Stored data entries
PR #1957, opened 2020-05-19
Fix http read bytes_transferred

### LINKED ISSUE #1942: Fix http async_read_some
refs #1677

http::async_read_some / read_some should report the number of bytes consumed by the http parser.

At present it does not, as async_read_some is implemented in terms of async_read_until, which reports the number of bytes consumed from the stream - which may well be more than are required to complete the parse.

madmongo1:
fixes #1942

### DIFF
--- a/include/boost/beast/http/impl/read.hpp
+++ b/include/boost/beast/http/impl/read.hpp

** ASSIGNMENT **
Copy the data above in full, exactly as it reads.

** RESPONSE FOR THIS EXERCISE **
PR #1957, opened 2020-05-19
Fix http read bytes_transferred

### LINKED ISSUE #1942: Fix http async_read_some
refs #1677

http::async_read_some / read_some should report the number of bytes consumed by the http parser.

At present it does not, as async_read_some is implemented in terms of async_read_until, which reports the number of bytes consumed from the stream - which may well be more than are required to complete the parse.

madmongo1:
fixes #1942

### DIFF
--- a/include/boost/beast/http/impl/read.hpp
+++ b/include/boost/beast/http/impl/read.hpp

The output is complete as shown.